Thank you for the response, Alex, especially the details about the researcher's email address and affiliation. It makes your actions seem reasonable, in my opinion. As a security researcher, I personally would not be dissauded from reporting to the Facebook Whitehat program due to this incident.
I'm glad companies can offer transparency like this.
I think his response was too personal. They're both adults, and calling his employing company's CEO to make a point because you can, is to me, way too close for comfort.
> At no time did we say that Wes could not write up the bug,
which is less critical than several other public reports that we have rewarded and celebrated.
There is no bug more critical than one that results in complete access to Instagram infrastructure.
Sure, the bug is stupid, but you are fooling yourself.
AWS bucket creds are not the same thing as SSL certs and were most likely specific to only relevant s3 buckets which are totally separate from any load balancers.
Unless I'm misunderstanding, it's relevant because this researcher was able to access (from the blog):
-- SSL certificates and private keys, including both instagram.com and *.instagram.com
If this researcher was able to access it via not much more than a hole that was _already reported multiple times_, then I think it's not a stretch to think that [many?] other less honest parties could (and in my opinion most likely do) already have it.

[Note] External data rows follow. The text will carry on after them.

PR #1354, opened 2026-08-07
Fix uninitialized MPI count read for queued jobs

stanbot8:
Queued job preparation can leave `nr_mpi` uninitialized because it is populated while constructing local commands. The final guard evaluated `nr_mpi` before checking `do_queue`, causing queued jobs to read it unnecessarily. Checking `do_queue` first short-circuits that read while preserving the existing MPI warning for local jobs.


biochem-fan:
@stanbot8 Thanks. This makes sense. I merged it.

PR #1359, opened 2026-08-14
fix: make patch motion groups the sum of the underlying frame data

fullerjamesr:
I noticed while playing around with motion correcting movies with intentionally inadvisably high fractionation that grouping was not having the expected result. I think there is a bug here where currently a patch's group actually just ends up set to the contents of the last frame in the group, whereas I assume what I have in this pull request was/is the actual intent: sum the contents of the frames within each group/patch?

When I tested this change, grouping gave better/more successful local motion results than the existing code.


biochem-fan:
Oops! You are right. This was a terrible mistake.

Thank you very much for catching it!

Issue #1319, opened 2025-12-18
MultiBody MPI send/receive buffer size mismatch


fullerjamesr:
**Describe your problem**

There appear to be corner cases during MultiBody refinement in the `MlOptimiserMpi::combineAllWeightedSums()` function where the send/receive buffer size (the calculated size of `Msum`) for one MPI rank becomes mismatched, resulting in an `MPI_ERR_TRUNCATE` error and termination.

This seems to happen under the following conditions:
1. At least one body is being kept fixed; does not have to be all bodies but can be.
2. (This one is a little less clear to me) The healpix sampling is due to be (ought to be?) decreased but then isn't? Or something like that. More on this in the following paragraph/list of observations:

- When I restart a crashed job with `--force_converge`  the healpix sampling in that final iter that it runs is a step finer than the iteration in which the crash happened
- Similarly, when I run an identical job with `Combine iterations through disc`, the final to-nyquist iteration is most often the same iteration number as the crashed one, but again uses a finer sampling just for that final iteration
- I've found that an easy way for me to test this (trigger the crash or not) is to change whether the solvent is filled with zeros or noise, the latter of which increases (worsens) angular accuracy values. The issue seems to occur when the solvent is noise and thus the angular accuracy is a bit iffy, but still should decrease (i.e., the angular accuracy is outside the 90% threshold for at least one body but potentially all bodies, causing it to be kept fixed, but within the 75% threshold for stepping down the healpix sampling). If I start a duplicate job starting from a finer healpix sampling to begin with so that all bodies are instead totally outside the 75% accuracy threshold once the run approaches convergence, everything proceeds normally and the run completes.

The easy workaround is of course to `Combine iterations through disc` which works (albeit a bit slower with all that disc IO, which can be challenging for large data depending on the storage setup). But I thought I should report this in case it's helpful.

To try to be helpful I enabled the `DEBUG` blocks in `MlOptimiserMpi::combineAllWeightedSums()` and ran a job that crashes. I will attach the full `run.out` and `run.err` files for that here. You can see what I think (?) is the mismatched MPI buffer size a few lines before the errors start getting printed:

` AA SEND node->rank= 1 MULTIDIM_SIZE(Msum)= 29094236 this_follower= 1 other_follower= 3`

...it looks like rank 1 is calculating a slightly too-small size for `Msum` compared to the other ranks.

Also attached is the `run.out` from the identical job but using `Combine iterations through disc` that finishes successfully.

**Environment:**
[...]

PR #1362, opened 2026-08-24
Fix MPI buffer-size mismatch in multibody combineAllWeightedSums (MPI_ERR_TRUNCATE)

fullerjamesr:
Found the fix for my issue #1319  

In `MlOptimiserMpi::calculateExpectedAngularErrors()`, MPI rank 1 ("first_follower") calculates the per class/body rotation and translation accuracies. It syncs the best (minimum numerical value) of both vectors (stored in the scalar `acc_trans` and `acc_rot`) to the other MPI processes, who then each run the logic in `updateAngularSampling()` themselves. But as they're all operating from synced data they should reach the same conclusions, and most decisions are done based on these single "best" values so everything is fine.

Except that the decision in `updateAngularSampling()` whether or not to hold a particular body fixed needs the individual per-body values, thus the full vector. As it stands, this is not broadcast/synced and so the fixed-ness of bodies can diverge on other ranks because they never change their copy of this vector from the default initialization of all zeros. When bodies are being fixed on rank 1, this can lead to different `wsum_model.pdf_direction[]` sizes versus the other ranks and the `MPI_ERR_TRUNCATE` crash I describe in that issue.

This adds Bcast of the full per-body/class accuracies alongside the existing best/minimum value Bcast.

(A almost-entirely-pointless side effect of this is that, even for normal Refine3D runs, `run_it*_half2_model.star` files will now have real values instead of zeros in the printed `data_model_classes->rlnAccuracyRotations` & `rlnAccuracyTranslationsAngst` fields, whereas currently those are all zeros)

### DIFF
--- a/src/ml_optimiser_mpi.cpp
+++ b/src/ml_optimiser_mpi.cpp
@@ -3661,6 +3661,9 @@ void MlOptimiserMpi::calculateExpectedAngularErrors(long int my_first_part_id, l
 	// The reconstructing follower Bcast acc_rottilt, acc_psi, acc_trans to all other nodes!
 	node->relion_MPI_Bcast(&acc_rot, 1, MY_MPI_DOUBLE, first_follower, MPI_COMM_WORLD);
 	node->relion_MPI_Bcast(&acc_trans, 1, MY_MPI_DOUBLE, first_follower, MPI_COMM_WORLD);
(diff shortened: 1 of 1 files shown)


biochem-fan:
Wow! This is a great discovery. Thank you very much.

The change looks OK to me but I am not very confident about the internal details of `MlOptimiser`.

@scheres Could you please confirm this?

PR #1369, opened 2026-09-16
Reuse exactly-sized free blocks in the custom GPU allocator (#1225)

### LINKED ISSUE #1225: There is a bug in custom_allocator.cuh
**location：**
_getFirstSuitedFree function in custom_allocator.cuh
**reason**
The size of the first suited allocation can be equal to the target size.  The function  Alloc* alloc(size_t requestedSize)  also proves this point
**modification**
while (a != NULL && ( a->size < size || ! a->free ) )

arcusbuilds:
Fixes #1225, reported by @fengxiaoshuai.

`_getFirstSuitedFree()` skips a free block whose size is *exactly* the requested size:

```cpp
while (a != NULL && ( a->size <= size || ! a->free ) )
```

That makes the `curAlloc->size == size` branch in `alloc()` unreachable, and a request the pool can satisfy exactly instead aborts with `CRITICAL(ERRGPUCAOOM)`. It also stops a freed block from being reused by a request of the same size, which fragments the pool. Since requests are rounded up to `alignmentSize` first, exact fits are common.

Changed `<=` to `<`. The HIP port has an identical copy of the function, so both are updated.

Not compiled against CUDA/HIP here (the build workflow is CPU-only, so it does not cover these headers) — checked by running the free-list logic standalone with the CUDA calls stubbed out.


biochem-fan:
Thank you very much. I merged this into the `ver5.1` (beta version) branch to let others test the code.

arcusbuilds:
@biochem-fan hey, quick one, is there any CUDA related work coming up in the repo? wanted to see if there's something in that area I could jump in on.

biochem-fan:
@arcusbuilds we have already did a big refactoring of the GPU code path but it is still being tested internally and not public yet.

PR #378, opened 2022-11-28
[tests-only] [full-ci] Run phan with PHP 7.3

phil-davis:
`phan` will report errors if any of the code is not compatible with PHP 7.3.

This app still supports PHP 7.3 when used with oC10 core 10.11 and earlier.

To get `phan` passing, I suppressed most of the things it reported. They all look like OK code to me, just deprecated calls, and some code idioms that phan thinks are a bit odd.

### DIFF
--- a/.drone.star
+++ b/.drone.star
@@ -47,6 +47,14 @@ config = {
     ],
     "codestyle": True,
     "phpstan": True,
+    "phan": {
+        "multipleVersions": {
+            "phpVersions": [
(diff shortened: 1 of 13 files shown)


phil-davis:
https://drone.owncloud.com/owncloud/encryption/2790/5/3
`phan` passed on PHP 7.3 (and 7.4) - good.

SwikritiT (approved):

PR #382, opened 2023-02-14
[docs-only] Update readme to metion that encryption is supported only on oppenssl v1

SwikritiT:
I had a hard time yesterday trying to find out why I was getting `503` with the message 
`Encryption not ready: multikeyencryption failed error:0480006C:PEM routines::no start line` and later on found out that the encryption was not supported in my ubuntu 22 as it has openssl v3. While it's mentioned here https://doc.owncloud.com/server/next/admin_manual/installation/manual_installation/manual_installation_prerequisites.html#openssl-version

I think it's relevant to mention it in the readme as well.

### DIFF
--- a/README.md
+++ b/README.md
@@ -40,3 +40,6 @@ With user-key encryption where only the specific user (not even the admin) can d
 `config:app:set encryption userSpecificKey --value 1/0`
 
 Set to 1 if userKey encryption is enabled
+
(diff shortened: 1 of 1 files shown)


phil-davis (commented):
Text looks OK. @mmattel please give any comments.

If it was me, even if it's definitely only a single researcher who got access (and it doesn't sound to me like they know for sure - but regardless), something _that_ sensitive would have to be rotated anyways. If it was someone outside the teams that strictly require access to it operationaly, I'd rotate it, let alone outside the company.
Sorry Alex, you're in the wrong here. Your threats to go to law enforcement completely undermine the credibility of your bug bounty program. Your publicly calling another professional "unethical" is a serious charge for what is a grey area at best, and the facts and history of issues reported by this person would not lead a reasonable person to conclude malice. And ignoring him but going to his boss, that's just petty.
Not even one attempt to talk to the guy like an adult about what he was doing? You couldn't even be bothered to say anything?
You'd be amazed how a polite reply to the effect of, "thanks, you've proven your point, and we are getting a little uncomfortable with where this is headed" might have solved all of this. If he ignored you and kept hacking after that, by all means steamroll him, but if you don't even have that much respect for your peers, I'm not sure why you bother with the bounty program.
Agreed. You've have quite a list of arguments defending the researcher when only his track record should have been enough to prove his good will. Despite the landslide of evidence of good will, Facebook decided to act in bad faith. Unacceptable, I hope other researchers read and remember this story.
Yep, my opinion of Facebook reinforced to the highest extent. Utter amateurism and disgusting behaviour. What an absolutely idiotic way to handle this situation, and coming from the very top. I haven't used Facebook in years, thank you for an excellent reminder to delete my Instagram account.
edit: Alex, how about the "shit, we really fucked up; I apologise to our users, yadda yadda" blog post?